EXERCISE INSTRUCTIONS: Which of the lines below contain the string "index"? Copy each one.
RECORDS FOR THE EXERCISE below:
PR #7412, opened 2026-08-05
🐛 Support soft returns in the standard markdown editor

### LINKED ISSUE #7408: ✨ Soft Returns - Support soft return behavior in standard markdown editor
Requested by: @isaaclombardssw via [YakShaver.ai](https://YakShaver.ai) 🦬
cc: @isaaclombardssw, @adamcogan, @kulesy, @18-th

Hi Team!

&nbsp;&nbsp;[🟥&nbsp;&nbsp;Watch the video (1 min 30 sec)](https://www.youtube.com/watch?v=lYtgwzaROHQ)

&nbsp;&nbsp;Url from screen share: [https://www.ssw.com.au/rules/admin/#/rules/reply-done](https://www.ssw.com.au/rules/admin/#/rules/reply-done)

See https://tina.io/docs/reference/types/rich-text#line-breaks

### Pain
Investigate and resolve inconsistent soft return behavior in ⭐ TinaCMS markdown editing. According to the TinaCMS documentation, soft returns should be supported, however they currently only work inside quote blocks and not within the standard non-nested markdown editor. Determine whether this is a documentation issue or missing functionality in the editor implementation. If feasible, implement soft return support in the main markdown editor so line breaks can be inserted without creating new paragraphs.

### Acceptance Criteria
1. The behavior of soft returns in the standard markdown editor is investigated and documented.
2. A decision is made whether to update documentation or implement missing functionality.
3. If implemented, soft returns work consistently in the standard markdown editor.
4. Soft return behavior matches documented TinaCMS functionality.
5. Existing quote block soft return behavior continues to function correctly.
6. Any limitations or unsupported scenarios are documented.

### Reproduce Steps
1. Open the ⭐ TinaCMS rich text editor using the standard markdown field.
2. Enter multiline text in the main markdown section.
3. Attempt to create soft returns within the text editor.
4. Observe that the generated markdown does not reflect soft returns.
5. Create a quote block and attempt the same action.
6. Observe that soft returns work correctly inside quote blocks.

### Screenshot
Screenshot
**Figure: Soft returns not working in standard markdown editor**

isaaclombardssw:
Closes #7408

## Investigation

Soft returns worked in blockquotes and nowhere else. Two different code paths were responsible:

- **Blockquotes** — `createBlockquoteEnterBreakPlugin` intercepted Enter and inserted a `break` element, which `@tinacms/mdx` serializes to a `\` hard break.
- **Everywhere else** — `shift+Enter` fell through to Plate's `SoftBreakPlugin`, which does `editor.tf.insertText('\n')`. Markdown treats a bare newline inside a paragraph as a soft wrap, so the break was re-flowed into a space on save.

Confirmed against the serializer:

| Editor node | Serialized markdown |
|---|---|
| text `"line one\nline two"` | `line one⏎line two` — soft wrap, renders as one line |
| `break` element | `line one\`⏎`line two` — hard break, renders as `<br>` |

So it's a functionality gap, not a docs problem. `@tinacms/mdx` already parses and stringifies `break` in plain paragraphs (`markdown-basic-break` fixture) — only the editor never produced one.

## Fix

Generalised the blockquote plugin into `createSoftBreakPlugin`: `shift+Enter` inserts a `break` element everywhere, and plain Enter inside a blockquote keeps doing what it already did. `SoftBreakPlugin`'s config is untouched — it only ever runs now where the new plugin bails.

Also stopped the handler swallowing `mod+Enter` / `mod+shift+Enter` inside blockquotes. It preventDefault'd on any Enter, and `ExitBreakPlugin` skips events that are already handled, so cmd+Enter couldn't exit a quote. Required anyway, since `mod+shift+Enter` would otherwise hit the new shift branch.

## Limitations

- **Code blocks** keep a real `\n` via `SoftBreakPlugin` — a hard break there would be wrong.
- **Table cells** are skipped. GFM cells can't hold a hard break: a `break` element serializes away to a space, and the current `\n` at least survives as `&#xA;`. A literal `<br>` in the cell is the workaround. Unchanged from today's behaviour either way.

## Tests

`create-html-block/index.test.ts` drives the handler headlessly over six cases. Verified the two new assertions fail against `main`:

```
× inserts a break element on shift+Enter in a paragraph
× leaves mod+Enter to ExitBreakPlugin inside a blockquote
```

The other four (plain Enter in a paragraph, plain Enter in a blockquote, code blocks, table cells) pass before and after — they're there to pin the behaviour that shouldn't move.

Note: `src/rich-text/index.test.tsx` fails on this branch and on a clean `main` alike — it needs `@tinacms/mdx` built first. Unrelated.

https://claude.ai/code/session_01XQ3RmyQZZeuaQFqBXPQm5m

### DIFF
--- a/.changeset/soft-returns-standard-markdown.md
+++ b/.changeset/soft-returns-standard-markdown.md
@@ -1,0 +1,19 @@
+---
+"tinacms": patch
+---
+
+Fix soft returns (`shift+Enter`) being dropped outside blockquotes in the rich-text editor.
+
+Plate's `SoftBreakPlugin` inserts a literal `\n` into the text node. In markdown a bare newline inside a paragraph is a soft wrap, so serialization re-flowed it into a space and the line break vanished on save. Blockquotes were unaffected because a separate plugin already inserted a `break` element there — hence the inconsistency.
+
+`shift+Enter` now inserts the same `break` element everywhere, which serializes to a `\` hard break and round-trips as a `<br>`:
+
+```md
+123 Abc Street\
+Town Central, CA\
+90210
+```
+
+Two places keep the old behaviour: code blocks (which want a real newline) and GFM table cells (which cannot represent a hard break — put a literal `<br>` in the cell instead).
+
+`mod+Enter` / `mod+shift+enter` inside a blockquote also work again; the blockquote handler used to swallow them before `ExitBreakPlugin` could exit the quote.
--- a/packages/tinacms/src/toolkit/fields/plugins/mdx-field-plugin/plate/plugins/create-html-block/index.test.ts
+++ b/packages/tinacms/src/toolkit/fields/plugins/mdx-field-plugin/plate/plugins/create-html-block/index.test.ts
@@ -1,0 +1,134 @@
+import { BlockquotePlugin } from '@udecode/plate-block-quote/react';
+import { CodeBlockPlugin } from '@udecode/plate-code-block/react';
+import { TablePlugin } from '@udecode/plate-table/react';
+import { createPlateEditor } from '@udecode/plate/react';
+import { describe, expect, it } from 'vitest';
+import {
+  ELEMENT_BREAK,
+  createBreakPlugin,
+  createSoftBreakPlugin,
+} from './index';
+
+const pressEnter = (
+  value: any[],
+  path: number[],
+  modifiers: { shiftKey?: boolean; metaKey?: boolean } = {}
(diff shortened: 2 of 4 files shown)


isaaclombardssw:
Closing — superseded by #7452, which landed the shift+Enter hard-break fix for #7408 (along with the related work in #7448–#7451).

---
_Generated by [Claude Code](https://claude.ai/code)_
End of RECORDS FOR THE EXERCISE.
RESPONSE:
`create-html-block/index.test.ts` drives the handler headlessly over six cases. Verified the two new assertions fail against `main`:
Note: `src/rich-text/index.test.tsx` fails on this branch and on a clean `main` alike — it needs `@tinacms/mdx` built first. Unrelated.
--- a/packages/tinacms/src/toolkit/fields/plugins/mdx-field-plugin/plate/plugins/create-html-block/index.test.ts
+++ b/packages/tinacms/src/toolkit/fields/plugins/mdx-field-plugin/plate/plugins/create-html-block/index.test.ts
+} from './index';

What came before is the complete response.